***** TASK INPUT *****

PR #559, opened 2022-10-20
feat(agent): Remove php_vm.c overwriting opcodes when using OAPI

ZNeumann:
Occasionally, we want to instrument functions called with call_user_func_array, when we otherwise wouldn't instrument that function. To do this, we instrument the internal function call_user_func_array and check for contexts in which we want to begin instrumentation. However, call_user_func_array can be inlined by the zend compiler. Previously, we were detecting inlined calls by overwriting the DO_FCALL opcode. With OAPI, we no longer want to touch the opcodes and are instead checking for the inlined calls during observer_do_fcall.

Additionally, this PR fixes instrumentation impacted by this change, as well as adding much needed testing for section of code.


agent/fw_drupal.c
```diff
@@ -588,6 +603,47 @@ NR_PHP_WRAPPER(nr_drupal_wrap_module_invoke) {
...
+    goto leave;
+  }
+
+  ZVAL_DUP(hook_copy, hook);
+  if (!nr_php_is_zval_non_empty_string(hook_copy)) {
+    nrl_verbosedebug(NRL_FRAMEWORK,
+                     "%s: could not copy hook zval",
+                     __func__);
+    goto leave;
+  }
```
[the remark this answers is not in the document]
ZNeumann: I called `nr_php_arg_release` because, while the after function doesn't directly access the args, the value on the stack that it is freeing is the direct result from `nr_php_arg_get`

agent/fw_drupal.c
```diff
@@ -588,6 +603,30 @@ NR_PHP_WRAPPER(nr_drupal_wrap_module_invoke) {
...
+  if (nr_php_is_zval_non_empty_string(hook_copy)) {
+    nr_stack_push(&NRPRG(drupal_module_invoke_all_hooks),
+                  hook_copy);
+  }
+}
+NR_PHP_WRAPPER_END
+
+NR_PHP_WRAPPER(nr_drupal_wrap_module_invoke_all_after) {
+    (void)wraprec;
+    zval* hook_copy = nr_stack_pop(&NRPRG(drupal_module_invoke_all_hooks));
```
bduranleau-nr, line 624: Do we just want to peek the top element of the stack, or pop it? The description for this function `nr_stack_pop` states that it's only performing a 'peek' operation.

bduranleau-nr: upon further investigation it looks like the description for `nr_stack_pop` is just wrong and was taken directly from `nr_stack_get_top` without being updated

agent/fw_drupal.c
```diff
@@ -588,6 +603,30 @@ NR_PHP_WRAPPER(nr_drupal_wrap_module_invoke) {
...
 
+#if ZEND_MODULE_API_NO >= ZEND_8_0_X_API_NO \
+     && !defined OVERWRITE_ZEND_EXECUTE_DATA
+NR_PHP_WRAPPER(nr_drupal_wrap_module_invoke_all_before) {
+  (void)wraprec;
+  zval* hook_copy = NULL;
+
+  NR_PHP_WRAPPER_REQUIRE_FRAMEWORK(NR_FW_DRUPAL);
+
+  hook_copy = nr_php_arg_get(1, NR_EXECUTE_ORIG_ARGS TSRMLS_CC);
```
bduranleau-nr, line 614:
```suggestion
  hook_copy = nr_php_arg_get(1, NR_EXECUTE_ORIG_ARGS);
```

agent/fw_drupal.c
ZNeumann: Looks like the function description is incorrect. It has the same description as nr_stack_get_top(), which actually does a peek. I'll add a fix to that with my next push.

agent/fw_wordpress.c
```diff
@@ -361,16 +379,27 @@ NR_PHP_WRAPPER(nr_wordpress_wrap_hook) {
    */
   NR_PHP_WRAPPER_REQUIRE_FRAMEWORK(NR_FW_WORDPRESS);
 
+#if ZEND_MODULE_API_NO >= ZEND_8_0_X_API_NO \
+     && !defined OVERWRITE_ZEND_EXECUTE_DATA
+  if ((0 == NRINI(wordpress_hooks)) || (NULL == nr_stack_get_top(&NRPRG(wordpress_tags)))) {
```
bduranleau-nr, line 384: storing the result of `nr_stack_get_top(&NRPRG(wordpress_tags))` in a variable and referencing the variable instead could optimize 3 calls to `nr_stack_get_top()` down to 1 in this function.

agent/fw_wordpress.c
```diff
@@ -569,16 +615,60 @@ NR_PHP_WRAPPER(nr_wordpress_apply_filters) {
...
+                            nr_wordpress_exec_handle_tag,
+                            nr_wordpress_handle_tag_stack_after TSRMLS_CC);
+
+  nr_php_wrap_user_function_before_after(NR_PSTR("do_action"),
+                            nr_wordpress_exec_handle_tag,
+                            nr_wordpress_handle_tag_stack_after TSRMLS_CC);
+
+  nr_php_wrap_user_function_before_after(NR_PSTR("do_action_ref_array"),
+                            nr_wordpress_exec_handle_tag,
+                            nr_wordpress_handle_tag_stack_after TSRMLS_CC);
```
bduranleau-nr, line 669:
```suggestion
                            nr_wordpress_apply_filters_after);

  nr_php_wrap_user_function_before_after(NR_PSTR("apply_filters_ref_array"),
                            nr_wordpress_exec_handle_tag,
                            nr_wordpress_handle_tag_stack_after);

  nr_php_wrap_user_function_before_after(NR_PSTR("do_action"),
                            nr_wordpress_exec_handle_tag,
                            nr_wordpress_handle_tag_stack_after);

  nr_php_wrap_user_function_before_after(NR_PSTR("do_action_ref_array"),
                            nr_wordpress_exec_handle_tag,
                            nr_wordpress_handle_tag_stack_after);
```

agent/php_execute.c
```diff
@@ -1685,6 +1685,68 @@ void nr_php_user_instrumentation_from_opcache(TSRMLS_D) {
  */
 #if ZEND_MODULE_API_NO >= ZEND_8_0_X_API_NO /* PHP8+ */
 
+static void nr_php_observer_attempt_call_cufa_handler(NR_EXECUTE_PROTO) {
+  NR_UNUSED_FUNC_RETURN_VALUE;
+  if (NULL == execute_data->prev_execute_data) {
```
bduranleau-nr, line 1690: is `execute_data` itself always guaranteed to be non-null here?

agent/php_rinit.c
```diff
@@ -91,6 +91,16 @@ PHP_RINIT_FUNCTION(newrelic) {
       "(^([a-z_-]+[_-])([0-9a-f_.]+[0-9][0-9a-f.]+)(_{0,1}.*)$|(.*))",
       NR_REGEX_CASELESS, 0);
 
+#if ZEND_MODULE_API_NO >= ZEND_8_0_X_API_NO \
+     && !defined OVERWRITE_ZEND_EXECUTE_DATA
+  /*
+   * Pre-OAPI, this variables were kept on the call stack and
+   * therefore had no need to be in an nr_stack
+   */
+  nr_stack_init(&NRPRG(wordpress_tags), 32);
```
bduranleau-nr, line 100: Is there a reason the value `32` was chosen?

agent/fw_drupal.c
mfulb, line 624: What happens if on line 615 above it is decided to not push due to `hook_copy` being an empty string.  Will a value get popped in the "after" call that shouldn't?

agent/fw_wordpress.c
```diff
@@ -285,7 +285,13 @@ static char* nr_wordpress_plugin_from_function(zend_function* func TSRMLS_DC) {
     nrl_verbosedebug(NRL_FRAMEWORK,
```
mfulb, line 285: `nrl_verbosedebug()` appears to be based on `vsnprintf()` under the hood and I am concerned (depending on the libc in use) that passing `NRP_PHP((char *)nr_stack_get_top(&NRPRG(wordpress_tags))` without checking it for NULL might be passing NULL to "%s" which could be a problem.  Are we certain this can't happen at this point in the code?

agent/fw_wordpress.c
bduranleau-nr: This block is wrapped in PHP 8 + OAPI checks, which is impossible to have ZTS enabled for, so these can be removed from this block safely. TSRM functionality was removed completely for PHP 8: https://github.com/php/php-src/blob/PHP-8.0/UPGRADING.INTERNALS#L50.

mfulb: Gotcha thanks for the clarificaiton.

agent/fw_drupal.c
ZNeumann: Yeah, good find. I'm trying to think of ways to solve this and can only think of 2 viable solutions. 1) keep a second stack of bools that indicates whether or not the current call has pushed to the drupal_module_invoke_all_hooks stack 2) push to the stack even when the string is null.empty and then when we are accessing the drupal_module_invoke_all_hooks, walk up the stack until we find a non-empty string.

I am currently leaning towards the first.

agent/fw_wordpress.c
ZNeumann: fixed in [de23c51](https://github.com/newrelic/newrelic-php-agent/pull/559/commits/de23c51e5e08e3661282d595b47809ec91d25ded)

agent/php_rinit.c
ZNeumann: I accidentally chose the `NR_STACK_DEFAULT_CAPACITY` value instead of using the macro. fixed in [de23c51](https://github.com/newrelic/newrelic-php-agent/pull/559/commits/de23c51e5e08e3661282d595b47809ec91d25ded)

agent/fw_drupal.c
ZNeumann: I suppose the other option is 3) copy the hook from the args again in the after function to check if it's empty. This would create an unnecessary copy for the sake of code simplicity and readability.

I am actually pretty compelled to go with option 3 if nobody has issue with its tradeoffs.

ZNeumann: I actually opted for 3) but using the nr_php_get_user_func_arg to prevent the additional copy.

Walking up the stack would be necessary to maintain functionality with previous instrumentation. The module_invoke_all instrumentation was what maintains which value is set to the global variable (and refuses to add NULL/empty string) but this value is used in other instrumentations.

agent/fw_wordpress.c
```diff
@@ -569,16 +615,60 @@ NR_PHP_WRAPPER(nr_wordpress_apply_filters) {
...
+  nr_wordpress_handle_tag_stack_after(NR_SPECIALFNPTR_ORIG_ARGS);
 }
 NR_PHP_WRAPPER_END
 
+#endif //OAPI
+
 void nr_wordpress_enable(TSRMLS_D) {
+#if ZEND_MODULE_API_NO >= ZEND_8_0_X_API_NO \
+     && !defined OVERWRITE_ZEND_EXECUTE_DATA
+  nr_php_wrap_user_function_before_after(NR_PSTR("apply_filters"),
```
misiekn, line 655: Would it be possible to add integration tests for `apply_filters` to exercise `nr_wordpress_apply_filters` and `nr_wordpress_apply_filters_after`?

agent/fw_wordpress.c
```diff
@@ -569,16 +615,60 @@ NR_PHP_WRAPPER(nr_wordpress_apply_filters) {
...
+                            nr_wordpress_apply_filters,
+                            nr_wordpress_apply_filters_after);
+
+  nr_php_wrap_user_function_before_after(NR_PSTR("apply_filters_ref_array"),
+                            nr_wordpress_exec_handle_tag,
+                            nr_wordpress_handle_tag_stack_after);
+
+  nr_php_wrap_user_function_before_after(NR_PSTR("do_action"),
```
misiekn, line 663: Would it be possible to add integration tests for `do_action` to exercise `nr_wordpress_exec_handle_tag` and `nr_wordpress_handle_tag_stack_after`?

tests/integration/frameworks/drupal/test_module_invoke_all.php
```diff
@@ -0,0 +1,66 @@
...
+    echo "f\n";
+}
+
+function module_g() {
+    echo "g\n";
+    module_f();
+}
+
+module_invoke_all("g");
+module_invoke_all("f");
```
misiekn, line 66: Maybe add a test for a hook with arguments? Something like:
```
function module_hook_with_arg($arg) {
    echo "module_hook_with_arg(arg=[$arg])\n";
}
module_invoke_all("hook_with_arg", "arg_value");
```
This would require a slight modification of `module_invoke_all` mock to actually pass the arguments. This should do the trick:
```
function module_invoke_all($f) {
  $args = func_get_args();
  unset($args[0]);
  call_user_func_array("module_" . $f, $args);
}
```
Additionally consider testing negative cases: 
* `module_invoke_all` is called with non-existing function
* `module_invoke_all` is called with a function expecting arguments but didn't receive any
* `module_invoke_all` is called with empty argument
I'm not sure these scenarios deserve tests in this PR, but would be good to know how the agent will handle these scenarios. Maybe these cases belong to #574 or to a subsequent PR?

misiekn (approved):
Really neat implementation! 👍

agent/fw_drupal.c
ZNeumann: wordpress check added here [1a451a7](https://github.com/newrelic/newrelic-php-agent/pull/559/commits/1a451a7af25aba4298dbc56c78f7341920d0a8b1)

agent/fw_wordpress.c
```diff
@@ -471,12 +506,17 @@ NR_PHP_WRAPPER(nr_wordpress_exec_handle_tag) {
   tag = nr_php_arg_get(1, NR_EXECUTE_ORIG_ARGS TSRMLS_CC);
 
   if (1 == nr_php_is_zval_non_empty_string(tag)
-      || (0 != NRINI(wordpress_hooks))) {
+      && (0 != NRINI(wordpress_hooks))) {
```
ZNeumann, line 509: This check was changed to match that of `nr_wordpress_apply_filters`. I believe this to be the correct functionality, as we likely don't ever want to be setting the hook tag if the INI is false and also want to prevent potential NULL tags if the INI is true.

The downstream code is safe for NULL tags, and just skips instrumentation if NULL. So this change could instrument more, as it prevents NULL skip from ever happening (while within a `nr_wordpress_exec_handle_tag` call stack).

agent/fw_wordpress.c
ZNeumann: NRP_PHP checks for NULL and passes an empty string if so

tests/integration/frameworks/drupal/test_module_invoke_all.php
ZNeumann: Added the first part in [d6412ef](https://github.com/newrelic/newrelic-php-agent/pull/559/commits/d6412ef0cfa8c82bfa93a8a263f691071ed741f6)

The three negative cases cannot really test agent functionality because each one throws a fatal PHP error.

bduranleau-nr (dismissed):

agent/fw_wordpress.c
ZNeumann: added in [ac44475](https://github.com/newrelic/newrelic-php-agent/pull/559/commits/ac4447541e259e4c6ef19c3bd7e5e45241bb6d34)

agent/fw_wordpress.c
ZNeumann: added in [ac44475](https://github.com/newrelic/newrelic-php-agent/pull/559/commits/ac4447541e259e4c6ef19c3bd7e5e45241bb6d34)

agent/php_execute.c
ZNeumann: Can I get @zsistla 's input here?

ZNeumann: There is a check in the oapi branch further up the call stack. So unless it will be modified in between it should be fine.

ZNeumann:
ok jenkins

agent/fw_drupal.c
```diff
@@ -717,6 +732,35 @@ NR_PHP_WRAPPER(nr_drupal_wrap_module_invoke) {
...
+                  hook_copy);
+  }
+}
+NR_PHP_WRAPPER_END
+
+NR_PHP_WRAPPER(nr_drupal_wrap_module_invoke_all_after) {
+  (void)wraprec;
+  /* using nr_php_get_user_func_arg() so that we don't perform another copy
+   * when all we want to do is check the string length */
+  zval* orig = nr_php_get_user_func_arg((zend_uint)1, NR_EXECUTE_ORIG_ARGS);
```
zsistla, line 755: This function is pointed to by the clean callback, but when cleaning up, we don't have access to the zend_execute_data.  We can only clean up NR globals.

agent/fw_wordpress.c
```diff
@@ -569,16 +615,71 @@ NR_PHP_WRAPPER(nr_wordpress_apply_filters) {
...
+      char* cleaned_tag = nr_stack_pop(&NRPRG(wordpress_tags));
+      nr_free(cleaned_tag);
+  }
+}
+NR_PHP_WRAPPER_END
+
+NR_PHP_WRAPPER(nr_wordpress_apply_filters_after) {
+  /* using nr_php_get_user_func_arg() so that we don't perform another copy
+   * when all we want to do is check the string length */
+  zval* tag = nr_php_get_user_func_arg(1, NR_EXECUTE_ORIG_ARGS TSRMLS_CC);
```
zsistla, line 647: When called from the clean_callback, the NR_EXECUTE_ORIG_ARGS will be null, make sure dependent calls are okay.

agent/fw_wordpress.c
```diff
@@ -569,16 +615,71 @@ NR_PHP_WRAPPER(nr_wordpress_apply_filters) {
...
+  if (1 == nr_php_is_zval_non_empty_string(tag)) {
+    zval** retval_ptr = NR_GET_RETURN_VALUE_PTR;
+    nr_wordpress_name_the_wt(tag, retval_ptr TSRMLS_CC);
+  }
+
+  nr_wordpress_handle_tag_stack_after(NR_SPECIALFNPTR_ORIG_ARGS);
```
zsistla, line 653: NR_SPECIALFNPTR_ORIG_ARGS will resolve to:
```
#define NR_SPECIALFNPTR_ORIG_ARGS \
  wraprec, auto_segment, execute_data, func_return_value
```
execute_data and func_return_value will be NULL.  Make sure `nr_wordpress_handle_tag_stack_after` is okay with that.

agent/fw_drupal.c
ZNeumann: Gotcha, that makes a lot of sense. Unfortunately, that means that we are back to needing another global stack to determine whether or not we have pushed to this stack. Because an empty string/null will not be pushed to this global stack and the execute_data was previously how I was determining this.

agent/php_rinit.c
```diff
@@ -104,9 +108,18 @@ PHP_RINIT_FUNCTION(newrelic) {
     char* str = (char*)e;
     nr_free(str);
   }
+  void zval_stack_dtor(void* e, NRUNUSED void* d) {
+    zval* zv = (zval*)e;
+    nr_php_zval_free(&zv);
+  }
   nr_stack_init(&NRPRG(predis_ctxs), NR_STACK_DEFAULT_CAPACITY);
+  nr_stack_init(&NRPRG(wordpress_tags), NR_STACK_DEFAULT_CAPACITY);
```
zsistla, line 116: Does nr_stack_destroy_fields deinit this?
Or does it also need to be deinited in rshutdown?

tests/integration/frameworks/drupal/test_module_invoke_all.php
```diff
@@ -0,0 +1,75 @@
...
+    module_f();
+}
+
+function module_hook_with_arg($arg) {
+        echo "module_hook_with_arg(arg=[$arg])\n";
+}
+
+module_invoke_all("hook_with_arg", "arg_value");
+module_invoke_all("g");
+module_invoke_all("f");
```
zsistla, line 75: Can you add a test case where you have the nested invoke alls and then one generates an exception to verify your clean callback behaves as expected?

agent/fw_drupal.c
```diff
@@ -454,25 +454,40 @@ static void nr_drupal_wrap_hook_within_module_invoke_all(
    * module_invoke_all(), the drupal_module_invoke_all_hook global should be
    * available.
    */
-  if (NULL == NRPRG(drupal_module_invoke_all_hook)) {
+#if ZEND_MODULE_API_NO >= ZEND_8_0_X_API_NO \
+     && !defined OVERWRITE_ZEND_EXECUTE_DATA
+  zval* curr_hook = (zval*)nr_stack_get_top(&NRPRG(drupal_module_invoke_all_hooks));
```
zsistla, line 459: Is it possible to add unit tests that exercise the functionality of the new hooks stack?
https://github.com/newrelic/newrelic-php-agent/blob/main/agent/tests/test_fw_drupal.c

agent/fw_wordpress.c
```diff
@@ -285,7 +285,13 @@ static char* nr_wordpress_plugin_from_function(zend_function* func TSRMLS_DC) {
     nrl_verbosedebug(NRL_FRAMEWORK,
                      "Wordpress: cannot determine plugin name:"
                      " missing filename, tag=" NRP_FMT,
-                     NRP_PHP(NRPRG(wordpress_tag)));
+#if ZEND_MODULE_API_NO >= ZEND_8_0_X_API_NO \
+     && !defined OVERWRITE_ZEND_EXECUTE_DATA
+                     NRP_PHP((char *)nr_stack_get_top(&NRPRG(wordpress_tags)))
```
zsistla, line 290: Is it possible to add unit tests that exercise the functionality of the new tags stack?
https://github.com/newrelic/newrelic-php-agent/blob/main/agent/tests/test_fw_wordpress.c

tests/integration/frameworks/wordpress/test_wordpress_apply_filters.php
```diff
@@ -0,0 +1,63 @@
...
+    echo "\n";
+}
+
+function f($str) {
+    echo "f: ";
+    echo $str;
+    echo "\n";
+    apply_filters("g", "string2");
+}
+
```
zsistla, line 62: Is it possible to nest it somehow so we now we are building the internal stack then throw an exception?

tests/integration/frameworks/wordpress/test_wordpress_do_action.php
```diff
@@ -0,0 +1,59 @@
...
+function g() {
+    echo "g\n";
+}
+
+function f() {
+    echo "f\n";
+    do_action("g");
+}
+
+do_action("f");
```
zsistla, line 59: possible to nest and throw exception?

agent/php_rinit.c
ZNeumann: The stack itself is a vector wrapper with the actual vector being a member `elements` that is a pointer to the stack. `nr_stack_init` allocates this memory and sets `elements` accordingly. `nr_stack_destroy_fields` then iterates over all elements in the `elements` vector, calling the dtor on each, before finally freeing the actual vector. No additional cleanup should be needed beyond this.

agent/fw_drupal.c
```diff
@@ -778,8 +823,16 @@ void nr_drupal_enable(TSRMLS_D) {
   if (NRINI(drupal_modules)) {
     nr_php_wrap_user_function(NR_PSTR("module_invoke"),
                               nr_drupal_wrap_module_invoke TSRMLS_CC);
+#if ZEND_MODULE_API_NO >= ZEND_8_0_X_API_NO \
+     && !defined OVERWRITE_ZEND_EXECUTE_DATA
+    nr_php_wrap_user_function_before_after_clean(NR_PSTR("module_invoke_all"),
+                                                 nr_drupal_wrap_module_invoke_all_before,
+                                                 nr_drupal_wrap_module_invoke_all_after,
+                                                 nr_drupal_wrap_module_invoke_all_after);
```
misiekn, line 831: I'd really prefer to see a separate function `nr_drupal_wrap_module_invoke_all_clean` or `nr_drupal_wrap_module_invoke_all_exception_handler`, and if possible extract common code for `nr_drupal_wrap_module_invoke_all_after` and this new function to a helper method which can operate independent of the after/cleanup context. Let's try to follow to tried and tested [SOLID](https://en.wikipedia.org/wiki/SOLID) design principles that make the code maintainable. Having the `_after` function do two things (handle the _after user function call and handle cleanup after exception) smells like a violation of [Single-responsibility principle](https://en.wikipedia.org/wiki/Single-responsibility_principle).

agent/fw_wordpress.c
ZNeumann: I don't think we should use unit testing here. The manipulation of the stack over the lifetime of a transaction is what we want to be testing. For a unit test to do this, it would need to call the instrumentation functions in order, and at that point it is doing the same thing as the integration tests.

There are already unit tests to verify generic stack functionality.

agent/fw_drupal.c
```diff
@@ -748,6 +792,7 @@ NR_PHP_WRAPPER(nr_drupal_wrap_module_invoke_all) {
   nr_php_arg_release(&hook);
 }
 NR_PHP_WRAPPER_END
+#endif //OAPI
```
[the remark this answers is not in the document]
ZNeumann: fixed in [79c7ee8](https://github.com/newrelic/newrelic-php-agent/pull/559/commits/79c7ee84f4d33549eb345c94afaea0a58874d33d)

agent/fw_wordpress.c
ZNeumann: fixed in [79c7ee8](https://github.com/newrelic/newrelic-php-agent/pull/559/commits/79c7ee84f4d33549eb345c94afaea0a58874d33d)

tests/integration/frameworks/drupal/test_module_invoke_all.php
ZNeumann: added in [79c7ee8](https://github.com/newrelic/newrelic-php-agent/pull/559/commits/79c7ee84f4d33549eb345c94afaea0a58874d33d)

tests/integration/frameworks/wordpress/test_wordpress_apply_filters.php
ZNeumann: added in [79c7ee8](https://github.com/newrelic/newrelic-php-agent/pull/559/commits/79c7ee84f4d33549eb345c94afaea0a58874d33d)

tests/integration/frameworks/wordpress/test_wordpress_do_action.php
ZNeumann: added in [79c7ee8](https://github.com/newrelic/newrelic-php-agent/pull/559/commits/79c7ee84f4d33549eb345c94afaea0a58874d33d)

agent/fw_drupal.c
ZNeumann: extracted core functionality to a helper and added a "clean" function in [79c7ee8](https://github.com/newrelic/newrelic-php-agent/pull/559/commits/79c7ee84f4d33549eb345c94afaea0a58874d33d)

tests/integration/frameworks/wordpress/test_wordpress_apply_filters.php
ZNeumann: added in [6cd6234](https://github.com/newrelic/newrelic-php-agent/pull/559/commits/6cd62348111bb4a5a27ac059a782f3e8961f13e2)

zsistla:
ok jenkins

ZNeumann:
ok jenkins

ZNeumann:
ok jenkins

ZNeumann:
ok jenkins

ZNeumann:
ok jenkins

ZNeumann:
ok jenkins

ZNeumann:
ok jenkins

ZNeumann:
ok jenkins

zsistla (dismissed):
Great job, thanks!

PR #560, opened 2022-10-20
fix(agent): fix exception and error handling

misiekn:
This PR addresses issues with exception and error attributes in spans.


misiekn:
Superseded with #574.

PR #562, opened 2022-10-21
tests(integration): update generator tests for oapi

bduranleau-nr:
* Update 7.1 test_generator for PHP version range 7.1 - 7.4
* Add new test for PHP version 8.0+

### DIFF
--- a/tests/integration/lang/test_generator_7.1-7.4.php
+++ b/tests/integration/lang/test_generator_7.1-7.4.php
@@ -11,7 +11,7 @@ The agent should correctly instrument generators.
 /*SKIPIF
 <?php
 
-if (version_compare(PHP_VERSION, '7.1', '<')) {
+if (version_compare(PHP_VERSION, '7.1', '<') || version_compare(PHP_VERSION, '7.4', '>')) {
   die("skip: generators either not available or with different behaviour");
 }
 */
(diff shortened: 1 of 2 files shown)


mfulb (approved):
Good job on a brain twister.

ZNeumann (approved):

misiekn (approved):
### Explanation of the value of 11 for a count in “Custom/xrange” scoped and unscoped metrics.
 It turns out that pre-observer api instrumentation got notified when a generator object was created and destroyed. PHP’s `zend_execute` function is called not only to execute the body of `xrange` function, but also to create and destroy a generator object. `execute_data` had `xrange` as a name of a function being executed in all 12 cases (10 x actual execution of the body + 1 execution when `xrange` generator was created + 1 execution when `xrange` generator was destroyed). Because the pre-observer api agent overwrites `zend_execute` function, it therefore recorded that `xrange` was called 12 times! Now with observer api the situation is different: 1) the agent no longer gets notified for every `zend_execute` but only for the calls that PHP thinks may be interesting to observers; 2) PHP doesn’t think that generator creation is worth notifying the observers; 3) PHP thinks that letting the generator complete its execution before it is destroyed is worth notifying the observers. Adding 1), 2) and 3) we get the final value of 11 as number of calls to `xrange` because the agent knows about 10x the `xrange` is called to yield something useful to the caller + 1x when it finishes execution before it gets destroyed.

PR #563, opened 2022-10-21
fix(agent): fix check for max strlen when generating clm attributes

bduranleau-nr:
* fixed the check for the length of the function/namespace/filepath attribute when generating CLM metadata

*****

-- WHAT IS NEEDED --
Starting from the line containing "Good job on a brain twister.", repeat each line through the end of the entries, exactly.

-- RESULT OF THIS EXERCISE --
Good job on a brain twister.

ZNeumann (approved):

misiekn (approved):
### Explanation of the value of 11 for a count in “Custom/xrange” scoped and unscoped metrics.
 It turns out that pre-observer api instrumentation got notified when a generator object was created and destroyed. PHP’s `zend_execute` function is called not only to execute the body of `xrange` function, but also to create and destroy a generator object. `execute_data` had `xrange` as a name of a function being executed in all 12 cases (10 x actual execution of the body + 1 execution when `xrange` generator was created + 1 execution when `xrange` generator was destroyed). Because the pre-observer api agent overwrites `zend_execute` function, it therefore recorded that `xrange` was called 12 times! Now with observer api the situation is different: 1) the agent no longer gets notified for every `zend_execute` but only for the calls that PHP thinks may be interesting to observers; 2) PHP doesn’t think that generator creation is worth notifying the observers; 3) PHP thinks that letting the generator complete its execution before it is destroyed is worth notifying the observers. Adding 1), 2) and 3) we get the final value of 11 as number of calls to `xrange` because the agent knows about 10x the `xrange` is called to yield something useful to the caller + 1x when it finishes execution before it gets destroyed.

PR #563, opened 2022-10-21
fix(agent): fix check for max strlen when generating clm attributes

bduranleau-nr:
* fixed the check for the length of the function/namespace/filepath attribute when generating CLM metadata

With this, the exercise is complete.